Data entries

== Segment start ==

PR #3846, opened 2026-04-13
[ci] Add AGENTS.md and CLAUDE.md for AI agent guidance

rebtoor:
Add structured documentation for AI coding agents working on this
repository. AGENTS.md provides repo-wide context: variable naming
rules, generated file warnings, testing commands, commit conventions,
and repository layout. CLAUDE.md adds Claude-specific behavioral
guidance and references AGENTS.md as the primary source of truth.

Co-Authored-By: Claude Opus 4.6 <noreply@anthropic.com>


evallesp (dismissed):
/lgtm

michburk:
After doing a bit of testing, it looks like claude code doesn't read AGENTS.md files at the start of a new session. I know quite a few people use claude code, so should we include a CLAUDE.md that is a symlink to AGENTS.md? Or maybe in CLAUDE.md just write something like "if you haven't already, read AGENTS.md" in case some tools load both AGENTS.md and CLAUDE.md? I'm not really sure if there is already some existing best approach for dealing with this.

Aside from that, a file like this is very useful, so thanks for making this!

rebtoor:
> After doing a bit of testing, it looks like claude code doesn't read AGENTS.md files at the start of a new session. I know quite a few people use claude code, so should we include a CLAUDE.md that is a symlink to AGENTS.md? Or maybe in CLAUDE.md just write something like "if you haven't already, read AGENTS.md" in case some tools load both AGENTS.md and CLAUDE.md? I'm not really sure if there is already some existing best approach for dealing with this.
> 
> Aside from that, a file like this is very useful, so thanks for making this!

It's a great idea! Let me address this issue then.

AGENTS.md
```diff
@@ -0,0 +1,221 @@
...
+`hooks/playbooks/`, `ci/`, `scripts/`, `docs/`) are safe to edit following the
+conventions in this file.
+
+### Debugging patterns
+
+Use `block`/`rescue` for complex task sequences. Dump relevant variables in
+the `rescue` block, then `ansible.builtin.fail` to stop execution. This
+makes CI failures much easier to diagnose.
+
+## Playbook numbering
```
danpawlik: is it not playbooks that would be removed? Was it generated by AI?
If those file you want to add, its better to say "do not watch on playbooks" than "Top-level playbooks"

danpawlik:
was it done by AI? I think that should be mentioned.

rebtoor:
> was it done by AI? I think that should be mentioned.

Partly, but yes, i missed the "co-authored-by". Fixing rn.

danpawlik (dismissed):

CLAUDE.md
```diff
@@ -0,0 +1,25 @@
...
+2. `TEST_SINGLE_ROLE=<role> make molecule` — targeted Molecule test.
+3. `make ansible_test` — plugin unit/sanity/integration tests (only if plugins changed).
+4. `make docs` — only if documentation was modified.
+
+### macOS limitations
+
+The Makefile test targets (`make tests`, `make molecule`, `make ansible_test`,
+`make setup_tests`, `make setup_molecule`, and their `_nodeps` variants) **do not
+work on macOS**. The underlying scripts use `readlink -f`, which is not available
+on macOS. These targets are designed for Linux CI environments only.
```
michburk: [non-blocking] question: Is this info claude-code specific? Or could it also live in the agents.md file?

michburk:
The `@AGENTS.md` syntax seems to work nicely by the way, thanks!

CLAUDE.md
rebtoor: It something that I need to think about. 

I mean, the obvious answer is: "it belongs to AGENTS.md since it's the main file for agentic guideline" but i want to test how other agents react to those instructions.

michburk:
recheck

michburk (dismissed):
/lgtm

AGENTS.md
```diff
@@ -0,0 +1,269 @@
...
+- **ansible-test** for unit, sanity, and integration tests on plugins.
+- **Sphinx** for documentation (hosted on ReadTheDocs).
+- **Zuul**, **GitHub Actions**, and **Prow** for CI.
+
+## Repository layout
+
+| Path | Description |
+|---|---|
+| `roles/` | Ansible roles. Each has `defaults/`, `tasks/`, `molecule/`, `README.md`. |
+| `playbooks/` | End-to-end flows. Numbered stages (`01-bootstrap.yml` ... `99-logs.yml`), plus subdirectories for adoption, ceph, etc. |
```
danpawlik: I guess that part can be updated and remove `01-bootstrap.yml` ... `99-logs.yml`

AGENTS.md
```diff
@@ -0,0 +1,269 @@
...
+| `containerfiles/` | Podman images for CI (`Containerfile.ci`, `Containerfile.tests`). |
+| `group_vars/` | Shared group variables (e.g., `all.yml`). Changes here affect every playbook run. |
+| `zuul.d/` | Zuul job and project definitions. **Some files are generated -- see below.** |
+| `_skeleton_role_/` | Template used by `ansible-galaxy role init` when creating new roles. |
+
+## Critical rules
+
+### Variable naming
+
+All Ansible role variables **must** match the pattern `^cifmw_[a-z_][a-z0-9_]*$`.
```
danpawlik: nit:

== Segment end ==
== Segment start ==

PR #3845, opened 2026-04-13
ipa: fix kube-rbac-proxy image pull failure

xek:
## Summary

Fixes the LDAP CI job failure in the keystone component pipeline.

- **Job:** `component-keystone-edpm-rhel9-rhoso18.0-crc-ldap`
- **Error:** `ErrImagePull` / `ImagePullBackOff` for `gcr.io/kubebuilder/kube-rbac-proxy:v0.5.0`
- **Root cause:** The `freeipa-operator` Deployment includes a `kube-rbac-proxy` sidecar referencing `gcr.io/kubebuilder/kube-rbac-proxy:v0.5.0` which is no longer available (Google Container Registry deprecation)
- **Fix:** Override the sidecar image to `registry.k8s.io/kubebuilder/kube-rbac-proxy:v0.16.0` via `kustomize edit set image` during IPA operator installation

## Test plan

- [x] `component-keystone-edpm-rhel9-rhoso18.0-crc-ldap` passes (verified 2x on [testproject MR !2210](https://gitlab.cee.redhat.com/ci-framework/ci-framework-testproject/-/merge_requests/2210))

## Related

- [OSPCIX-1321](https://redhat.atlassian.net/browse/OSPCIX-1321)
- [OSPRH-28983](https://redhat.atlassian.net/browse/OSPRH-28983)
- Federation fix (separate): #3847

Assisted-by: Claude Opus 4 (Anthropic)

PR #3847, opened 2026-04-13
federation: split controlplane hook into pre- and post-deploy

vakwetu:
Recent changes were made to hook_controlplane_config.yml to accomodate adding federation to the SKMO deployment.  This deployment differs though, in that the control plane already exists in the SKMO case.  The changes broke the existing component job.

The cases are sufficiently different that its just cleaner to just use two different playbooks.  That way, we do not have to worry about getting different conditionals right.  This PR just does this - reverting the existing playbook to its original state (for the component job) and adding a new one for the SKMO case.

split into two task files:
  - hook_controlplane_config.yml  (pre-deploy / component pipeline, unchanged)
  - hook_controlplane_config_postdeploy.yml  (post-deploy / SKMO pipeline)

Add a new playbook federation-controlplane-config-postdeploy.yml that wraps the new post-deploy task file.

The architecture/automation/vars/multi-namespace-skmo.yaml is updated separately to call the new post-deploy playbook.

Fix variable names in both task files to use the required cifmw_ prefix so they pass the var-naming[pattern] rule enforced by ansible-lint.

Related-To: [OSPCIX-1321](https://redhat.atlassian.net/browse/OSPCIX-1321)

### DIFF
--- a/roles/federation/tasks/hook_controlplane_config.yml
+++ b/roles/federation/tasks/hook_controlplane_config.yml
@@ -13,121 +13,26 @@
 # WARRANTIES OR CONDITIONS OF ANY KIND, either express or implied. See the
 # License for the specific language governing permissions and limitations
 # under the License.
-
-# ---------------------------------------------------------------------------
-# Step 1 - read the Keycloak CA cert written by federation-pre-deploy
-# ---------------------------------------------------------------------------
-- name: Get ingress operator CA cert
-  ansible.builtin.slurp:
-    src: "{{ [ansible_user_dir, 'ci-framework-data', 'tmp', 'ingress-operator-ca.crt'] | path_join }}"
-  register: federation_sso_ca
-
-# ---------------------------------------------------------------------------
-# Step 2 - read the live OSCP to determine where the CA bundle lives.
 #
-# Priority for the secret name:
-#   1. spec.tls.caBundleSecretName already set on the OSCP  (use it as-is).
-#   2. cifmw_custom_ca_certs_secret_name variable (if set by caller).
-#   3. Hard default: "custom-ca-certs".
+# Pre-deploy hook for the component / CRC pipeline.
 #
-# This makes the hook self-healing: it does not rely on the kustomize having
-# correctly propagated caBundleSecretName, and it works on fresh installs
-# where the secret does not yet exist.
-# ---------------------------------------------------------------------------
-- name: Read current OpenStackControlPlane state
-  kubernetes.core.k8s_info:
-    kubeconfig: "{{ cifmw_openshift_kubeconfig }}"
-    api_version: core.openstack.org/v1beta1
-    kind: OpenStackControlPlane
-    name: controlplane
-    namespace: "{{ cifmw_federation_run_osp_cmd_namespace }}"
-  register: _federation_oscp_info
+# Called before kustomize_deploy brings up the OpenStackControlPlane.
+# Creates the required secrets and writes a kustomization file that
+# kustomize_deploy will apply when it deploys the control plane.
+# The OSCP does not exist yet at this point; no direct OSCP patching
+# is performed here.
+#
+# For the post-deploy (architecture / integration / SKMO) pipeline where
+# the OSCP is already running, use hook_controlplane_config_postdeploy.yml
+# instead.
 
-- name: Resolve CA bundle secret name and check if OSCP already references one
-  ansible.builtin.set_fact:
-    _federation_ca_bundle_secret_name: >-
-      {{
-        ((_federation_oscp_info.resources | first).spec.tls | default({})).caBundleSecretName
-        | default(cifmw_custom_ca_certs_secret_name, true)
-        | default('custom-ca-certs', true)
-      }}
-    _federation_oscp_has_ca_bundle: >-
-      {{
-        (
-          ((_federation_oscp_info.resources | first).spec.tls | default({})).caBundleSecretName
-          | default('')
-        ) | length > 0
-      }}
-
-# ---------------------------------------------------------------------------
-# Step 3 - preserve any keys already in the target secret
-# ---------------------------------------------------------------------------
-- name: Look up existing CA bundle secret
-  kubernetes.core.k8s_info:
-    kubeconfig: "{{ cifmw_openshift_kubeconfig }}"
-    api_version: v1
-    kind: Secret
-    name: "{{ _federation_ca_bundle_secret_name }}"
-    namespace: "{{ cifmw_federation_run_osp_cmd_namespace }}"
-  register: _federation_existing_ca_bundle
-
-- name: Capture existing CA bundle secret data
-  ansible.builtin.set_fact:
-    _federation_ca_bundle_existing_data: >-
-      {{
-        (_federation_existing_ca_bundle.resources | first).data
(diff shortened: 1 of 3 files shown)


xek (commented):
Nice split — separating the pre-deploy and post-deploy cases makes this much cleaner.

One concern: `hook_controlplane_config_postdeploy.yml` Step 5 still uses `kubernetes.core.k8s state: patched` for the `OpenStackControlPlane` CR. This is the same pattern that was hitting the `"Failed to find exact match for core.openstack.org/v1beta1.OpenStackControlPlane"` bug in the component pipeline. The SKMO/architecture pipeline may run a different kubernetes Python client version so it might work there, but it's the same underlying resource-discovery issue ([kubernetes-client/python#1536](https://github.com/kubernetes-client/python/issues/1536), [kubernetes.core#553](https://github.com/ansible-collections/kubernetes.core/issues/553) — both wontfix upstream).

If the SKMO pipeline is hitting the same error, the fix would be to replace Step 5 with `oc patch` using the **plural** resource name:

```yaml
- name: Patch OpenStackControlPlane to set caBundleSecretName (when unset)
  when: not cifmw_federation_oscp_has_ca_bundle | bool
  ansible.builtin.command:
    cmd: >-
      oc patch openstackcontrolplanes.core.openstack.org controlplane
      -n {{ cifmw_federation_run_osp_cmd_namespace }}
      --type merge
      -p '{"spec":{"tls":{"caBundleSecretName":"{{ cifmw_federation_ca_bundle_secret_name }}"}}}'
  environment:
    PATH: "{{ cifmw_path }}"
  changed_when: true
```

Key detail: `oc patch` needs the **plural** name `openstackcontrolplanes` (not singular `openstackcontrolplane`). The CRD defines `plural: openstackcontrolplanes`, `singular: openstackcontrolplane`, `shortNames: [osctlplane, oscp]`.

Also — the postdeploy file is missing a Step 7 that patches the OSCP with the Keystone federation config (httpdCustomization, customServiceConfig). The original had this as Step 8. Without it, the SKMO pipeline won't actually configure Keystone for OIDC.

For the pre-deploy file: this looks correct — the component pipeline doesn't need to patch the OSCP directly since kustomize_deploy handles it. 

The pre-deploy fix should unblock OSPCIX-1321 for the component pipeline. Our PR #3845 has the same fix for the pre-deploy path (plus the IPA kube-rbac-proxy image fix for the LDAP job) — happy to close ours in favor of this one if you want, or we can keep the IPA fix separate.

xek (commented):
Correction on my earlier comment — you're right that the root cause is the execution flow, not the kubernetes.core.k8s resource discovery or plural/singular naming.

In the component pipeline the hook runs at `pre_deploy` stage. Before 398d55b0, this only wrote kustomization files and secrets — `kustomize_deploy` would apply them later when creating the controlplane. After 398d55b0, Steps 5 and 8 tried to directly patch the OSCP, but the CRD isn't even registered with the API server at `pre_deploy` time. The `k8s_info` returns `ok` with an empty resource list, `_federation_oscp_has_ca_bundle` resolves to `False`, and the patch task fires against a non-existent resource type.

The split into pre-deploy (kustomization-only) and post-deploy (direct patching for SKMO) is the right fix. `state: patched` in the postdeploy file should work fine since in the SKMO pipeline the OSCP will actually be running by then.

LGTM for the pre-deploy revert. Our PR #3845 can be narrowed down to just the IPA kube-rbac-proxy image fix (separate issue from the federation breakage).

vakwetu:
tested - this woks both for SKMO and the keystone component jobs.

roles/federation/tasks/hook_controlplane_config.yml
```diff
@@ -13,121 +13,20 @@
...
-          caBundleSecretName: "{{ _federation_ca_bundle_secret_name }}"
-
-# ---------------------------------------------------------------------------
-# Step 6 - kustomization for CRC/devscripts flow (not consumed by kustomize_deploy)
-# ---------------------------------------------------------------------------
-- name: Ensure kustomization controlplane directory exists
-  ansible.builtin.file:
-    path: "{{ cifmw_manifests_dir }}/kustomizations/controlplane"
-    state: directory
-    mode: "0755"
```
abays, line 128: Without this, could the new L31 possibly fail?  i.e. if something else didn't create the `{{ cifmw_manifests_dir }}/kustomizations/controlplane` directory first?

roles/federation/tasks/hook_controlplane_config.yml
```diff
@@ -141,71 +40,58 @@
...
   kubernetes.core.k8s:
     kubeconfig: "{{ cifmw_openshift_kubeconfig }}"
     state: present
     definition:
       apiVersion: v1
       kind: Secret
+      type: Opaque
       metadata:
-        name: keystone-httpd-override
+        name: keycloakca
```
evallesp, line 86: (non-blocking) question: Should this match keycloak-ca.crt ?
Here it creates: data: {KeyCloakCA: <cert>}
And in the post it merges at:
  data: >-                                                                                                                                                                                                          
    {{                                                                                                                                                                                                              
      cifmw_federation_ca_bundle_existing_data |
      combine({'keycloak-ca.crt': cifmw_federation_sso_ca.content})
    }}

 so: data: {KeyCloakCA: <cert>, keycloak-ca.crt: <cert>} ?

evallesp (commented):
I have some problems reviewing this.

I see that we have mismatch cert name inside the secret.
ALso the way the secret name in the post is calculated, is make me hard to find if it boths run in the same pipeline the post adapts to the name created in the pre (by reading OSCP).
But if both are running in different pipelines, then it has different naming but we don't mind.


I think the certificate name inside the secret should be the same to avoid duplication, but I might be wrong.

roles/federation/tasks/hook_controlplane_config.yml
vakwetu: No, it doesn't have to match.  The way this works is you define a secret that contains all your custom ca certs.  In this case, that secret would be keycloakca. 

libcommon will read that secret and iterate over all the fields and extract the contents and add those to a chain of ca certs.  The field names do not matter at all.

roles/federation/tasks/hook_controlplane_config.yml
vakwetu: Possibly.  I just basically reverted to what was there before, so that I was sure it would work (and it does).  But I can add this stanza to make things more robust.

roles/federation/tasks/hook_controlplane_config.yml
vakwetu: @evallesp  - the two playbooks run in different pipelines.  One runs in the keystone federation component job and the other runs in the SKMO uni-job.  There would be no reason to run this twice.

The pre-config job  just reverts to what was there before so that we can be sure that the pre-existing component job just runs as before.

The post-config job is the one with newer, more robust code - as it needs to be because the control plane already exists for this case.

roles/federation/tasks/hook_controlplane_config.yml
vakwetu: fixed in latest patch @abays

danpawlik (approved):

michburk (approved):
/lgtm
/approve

== Segment end ==

Give back exactly the lines above starting at the line where "ALso the way" appears and ending at the line where "libcommon will read" appears, both included, with no other lines.

Answer below:
ALso the way the secret name in the post is calculated, is make me hard to find if it boths run in the same pipeline the post adapts to the name created in the pre (by reading OSCP).
But if both are running in different pipelines, then it has different naming but we don't mind.


I think the certificate name inside the secret should be the same to avoid duplication, but I might be wrong.

roles/federation/tasks/hook_controlplane_config.yml
vakwetu: No, it doesn't have to match.  The way this works is you define a secret that contains all your custom ca certs.  In this case, that secret would be keycloakca. 

libcommon will read that secret and iterate over all the fields and extract the contents and add those to a chain of ca certs.  The field names do not matter at all.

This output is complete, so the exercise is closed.